(Beginning of Data shown)

PR #2692, opened 2020-10-27
Refactor to start execute command agent at container level

angelcar:
### Summary

This PR is a refactor of ExecuteCommandAgent in order to do operations at the container level since ACS streams exec command data at the container level.

This refactor doesn't make any major changes in logic, but it merely reorganizes the code and adapts UTs/Integ tests accordingly.

### Implementation details

* Remove `ExecCommandAgentMetadata` from container; now the metadata is part of the ExecuteCommandAgent `ManagedAgent`.
* `ManagedAgent` now reflects the ACS model
* Replace `InitializeTask` from `InitializeContainer`. Bindmounts happen now in `createContainer` and no shared volumes are created for container deps.
* Using the latest agreed-upon paths for the dependency bindmounts

### Testing

* Made sure UTs still pass and reflect expectations
* Made sure integ tests pass and reflect expectations

New tests cover the changes: 

### Licensing

### DIFF
--- a/agent/api/container/container.go
+++ b/agent/api/container/container.go
@@ -1216,8 +1216,8 @@ func (c *Container) GetManagedAgentByName(agentName string) (ManagedAgent, bool)
 }
 
 // UpdateManagedAgentByName updates the state of the managed agent with the name specified. If the agent is not found,
-// no action is taken.
-func (c *Container) UpdateManagedAgentByName(agentName string, state ManagedAgentState) {
+// this method returns false.
+func (c *Container) UpdateManagedAgentByName(agentName string, state ManagedAgentState) bool {
 	c.lock.Lock()
 	defer c.lock.Unlock()
 	for i, ma := range c.ManagedAgentsUnsafe {
@@ -1228,7 +1228,8 @@ func (c *Container) UpdateManagedAgentByName(agentName string, state ManagedAgen
 				Properties:        ma.Properties,
 				ManagedAgentState: state,
 			}
-			break
+			return true
 		}
 	}
+	return false
 }
--- a/agent/api/container/container.go
+++ b/agent/api/container/container.go
@@ -80,9 +80,6 @@ const (
 
 	// neuronVisibleDevicesEnvVar is the env which indicates that the container wants to use inferentia devices.
 	neuronVisibleDevicesEnvVar = "AWS_NEURON_VISIBLE_DEVICES"
-
-	// executeCommandAgent is the only available ManagedAgent type
-	executeCommandAgentName = "EXECUTE_COMMAND_AGENT"
 )
 
 // DockerConfig represents additional metadata about a container to run. It's
@@ -109,15 +106,25 @@ type HealthStatus struct {
 	Output string `json:"output,omitempty"`
 }
 
-type ManagedAgent struct {
+type ManagedAgentState struct {
+	// ID of this managed agent state
+	ID string `json:"id:omitempty"`
 	// Status is the managed agent health status
 	Status apicontainerstatus.ManagedAgentStatus `json:"status:omitempty"`
-	// Name is always executeCommandAgent (until a new agent type is introduced)
-	Name string `json:"name,omitempty"`
 	// Reason is a placeholder for failure messaging
 	Reason string `json:"reason,omitempty"`
 	// LastStartedAt is the timestamp when the status last went from PENDING->RUNNING
 	LastStartedAt time.Time `json:"lastStartedAt,omitempty"`
+	// Metadata holds metadata about the managed agent
+	Metadata map[string]interface{} `json:"metadata,omitempty"`
+}
+
+type ManagedAgent struct {
+	ManagedAgentState
+	// Name is the name of this managed agent. This name is streamed down from ACS.
+	Name string `json:"name,omitempty"`
+	// Properties of this managed agent. Properties are streamed down from ACS.
+	Properties map[string]string `json:"properties,omitempty"`
 }
 
 // Container is the internal representation of a container in the ECS agent
@@ -290,9 +297,6 @@ type Container struct {
 	finishedAt time.Time
 
 	labels map[string]string
-
-	// ExecCommandAgentMetadata holds metadata about the exec agent running inside the container (i.e. SSM Agent).
-	ExecCommandAgentMetadata ExecCommandAgentMetadata `json:"execCommandAgentMetadata"`
 }
 
 type DependsOn struct {
@@ -345,22 +349,6 @@ type Secret struct {
 	Type          string `json:"type"`
 	Provider      string `json:"provider"`
 	Target        string `json:"target"`
-}
-
-// ExecCommandAgentMetadata holds metadata about the exec agent running inside the container (i.e. SSM Agent).
-type ExecCommandAgentMetadata struct {
-	PID           string                                `json:"pid"`
-	DockerExecID  string                                `json:"dockerExecId"`
-	CMD           string                                `json:"cmd"`
-	StartedAt     time.Time                             `json:"startedAt"`
-	StoppedReason string                                `json:"stoppedReason"`
-	Status        apicontainerstatus.ManagedAgentStatus `json:"execCommandAgentStatus"`
-	SessionLimit  int                                   `json:"sessionLimit"`
-}
-
-func (md *ExecCommandAgentMetadata) String() string {
-	return fmt.Sprintf("[PID: %s, CMD: %s, StartedAt: %s, StoppedReason: %s]",
-		md.PID, md.CMD, md.StartedAt, md.StoppedReason)
 }
 
 // GetSecretResourceCacheKey returns the key required to access the secret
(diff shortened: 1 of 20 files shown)


agent/engine/execcmd/manager_init_task_linux.go
```diff
@@ -77,111 +77,96 @@ var (
 		"SessionWorkersLimit": %d
 	  }
 	}`
-	execAgentConfigFileNameTemplate = `amazon-ssm-agent-%s.json`
+	execAgentConfigFileNameTemplate    = `amazon-ssm-agent-%s.json`
```
fierlion, line 80: we'll still need to add the seelog.xml template here.  (I think that's a separate task if so, we proabaly need a TODO for that so it doesn't get lost.)

agent/engine/execcmd/manager.go
```diff
@@ -96,6 +99,20 @@ func NewManagerWithBinDir(hostBinDir string) *manager {
...
+}
+
+func IsExecEnabledTask(task *apitask.Task) bool {
+	for _, c := range task.Containers {
+		if IsExecEnabledContainer(c) {
+			return true
+		}
+	}
+	return false
+}
```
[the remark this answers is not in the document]
angelcar: We don't have a use case for that at the moment. This method is used only on task cleanup to determine if we need to clean ssm logs from the host for a task

agent/engine/execcmd/manager_init_task_linux.go
angelcar: Will, add TODO.

agent/engine/docker_task_engine_test.go
```diff
@@ -243,7 +243,9 @@ func TestBatchContainerHappyPath(t *testing.T) {
 			credentialsManager.EXPECT().RemoveCredentials(credentialsID)
 
 			sleepTask := testdata.LoadTask("sleep5")
-			sleepTask.ExecCommandAgentEnabledUnsafe = tc.execCommandAgentEnabled
+			if tc.execCommandAgentEnabled && len(sleepTask.Containers) > 0 {
```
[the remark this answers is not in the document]
angelcar: Oh, that was just to be defensive since "sleep5" is something that was already there and could be modified by someone in the future I guess

fierlion (approved):

agent/api/container/container.go
```diff
@@ -1231,14 +1201,34 @@ func (c *Container) GetTaskARN() string {
...
+}
+
+// UpdateManagedAgentByName updates the state of the managed agent with the name specified. If the agent is not found,
+// no action is taken.
+func (c *Container) UpdateManagedAgentByName(agentName string, state ManagedAgentState) {
+	c.lock.Lock()
+	defer c.lock.Unlock()
+	for i, ma := range c.ManagedAgentsUnsafe {
+		if ma.Name == agentName {
+			// It's necessary to clone the whole ManagedAgent struct
```
sharanyad, line 1225: why so?

agent/api/container/container.go
```diff
@@ -1231,14 +1201,34 @@ func (c *Container) GetTaskARN() string {
...
+	for _, ma := range c.ManagedAgentsUnsafe {
+		if ma.Name == agentName {
+			return ma, true
+		}
+	}
+	return ManagedAgent{}, false
+}
+
+// UpdateManagedAgentByName updates the state of the managed agent with the name specified. If the agent is not found,
+// no action is taken.
```
sharanyad, line 1219: should we atleast log if agent is not found? 
when do we anticipate such an issue?

agent/engine/execcmd/manager.go
```diff
@@ -25,9 +25,12 @@ import (
 )
 
 const (
-	// TODO: [ecs-exec] decide if this needs to be configurable or put in a specific place in our optimized AMIs
-	HostBinDir = "/home/ec2-user/ssm-agent/linux_amd64"
+	hostExecDepsDir = "/var/lib/ecs/deps/execute-command"
+	// TODO: [ecs-exec]: This version should be dynamic, need to confirm with ssm team what's the exact format so we can always pick the latest
```
sharanyad, line 29: +1

agent/statemanager/state_manager.go
```diff
@@ -115,7 +115,7 @@ const (
 	//	 a) Add 'authorizationConfig', 'transitEncryption' and 'transitEncryptionPort' to 'taskresource.volume.EFSVolumeConfig'
 	//	 b) Add 'pauseContainerPID' field to 'taskresource.volume.VolumeResource'
 	// 28) Add 'envfile' field to 'resources'
-	// 29) Add 'ExecCommandAgentMetadata' field to 'apicontainer.Container'
+	// 29) Add 'ManagedAgentsUnsafe' field to 'apicontainer.Container'
```
sharanyad, line 118: looks like this is not needed anymore with boltdb migration. lets confirm with @fenxiong

agent/api/container/container.go
```diff
@@ -109,15 +106,25 @@ type HealthStatus struct {
...
 	// Status is the managed agent health status
 	Status apicontainerstatus.ManagedAgentStatus `json:"status:omitempty"`
-	// Name is always executeCommandAgent (until a new agent type is introduced)
-	Name string `json:"name,omitempty"`
 	// Reason is a placeholder for failure messaging
 	Reason string `json:"reason,omitempty"`
 	// LastStartedAt is the timestamp when the status last went from PENDING->RUNNING
 	LastStartedAt time.Time `json:"lastStartedAt,omitempty"`
+	// Metadata holds metadata about the managed agent
+	Metadata map[string]interface{} `json:"metadata,omitempty"`
```
sharanyad, line 119: feels like it would be a lot easier to read if metadata was a struct and to avoid the extra toMap conversion

agent/api/container/container.go
```diff
@@ -109,15 +106,25 @@ type HealthStatus struct {
 	Output string `json:"output,omitempty"`
 }
 
-type ManagedAgent struct {
+type ManagedAgentState struct {
+	// ID of this managed agent state
+	ID string `json:"id:omitempty"`
```
sharanyad, line 111: what happens if we don't json save this `ID`?

agent/api/container/container.go
```diff
@@ -109,15 +106,25 @@ type HealthStatus struct {
...
+	// Metadata holds metadata about the managed agent
+	Metadata map[string]interface{} `json:"metadata,omitempty"`
+}
+
+type ManagedAgent struct {
+	ManagedAgentState
+	// Name is the name of this managed agent. This name is streamed down from ACS.
+	Name string `json:"name,omitempty"`
+	// Properties of this managed agent. Properties are streamed down from ACS.
+	Properties map[string]string `json:"properties,omitempty"`
```
sharanyad, line 127: this can be a struct too. we don't have to keep it the same as ACS

agent/api/container/container.go
angelcar: I'm using this `ID` to store the `UUID` that we append to the `/ecs-exec-command-UUID`. We need to persist this since it is generated in `execcmd.InitializeContainer` and used in `execcmd.StartAgent`, we need to remember it even after restarts

agent/api/container/container.go
angelcar: The problem is that in the future, different managed agents will have different metadata requirements, defining a struct in the container would limit to the metadata of exec cmd only, thus making it generic through a map.

agent/api/container/container.go
angelcar: I prefer to keep it the same, otherwise we would need to build custom logic in `TaskFromACS` and remember to update it/add to it when the ACS model is modified.

agent/api/container/container.go
angelcar: Sure, we can log, will update.
For example, if `UpdateManagedAgentByName` is called on an internal container, it surely won't have any managed agent.

agent/api/container/container.go
angelcar: ManagedAgentState is an embedded struct. If I do `c.ManagedAgentsUnsafe[i].ManagedState = state` that only updates the temporary `ManagedState` created when I reference it, but doesn't update the real data. 

Another option could be to make this pointers, but I consider that worse because semantically we are saying the data is mutable. 

Yet another option would be to do it as below, but that is more tedious and error prone.

```golang
c.ManagedAgentsUnsafe[i].ID = ...
c.ManagedAgentsUnsafe[i].Status = ...
c.ManagedAgentsUnsafe[i].Reason = ...
c.ManagedAgentsUnsafe[i].Metadata = ...
```

agent/statemanager/state_manager.go
angelcar: ok, can we remove it later if we confirm is not needed?

agent/api/container/container.go
angelcar: Actually I ended up returning a boolean depending on whether the agent is found, that way is up to the caller to log or do the necessary

agent/api/container/container.go
sharanyad: ah ok, that makes sense

agent/api/container/container.go
sharanyad: discussed offline, feels like a better approach than using locks

agent/api/container/container.go
sharanyad: also makes sense to keep it generic, since its the managed agent;s struct

sharanyad (commented):
code lgtm

sharanyad (approved):
:shipit:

(End of Data shown)

Task objective:
Only a number is expected in reply: how many lines of the entries hold the word "keep"?

Expected output:
3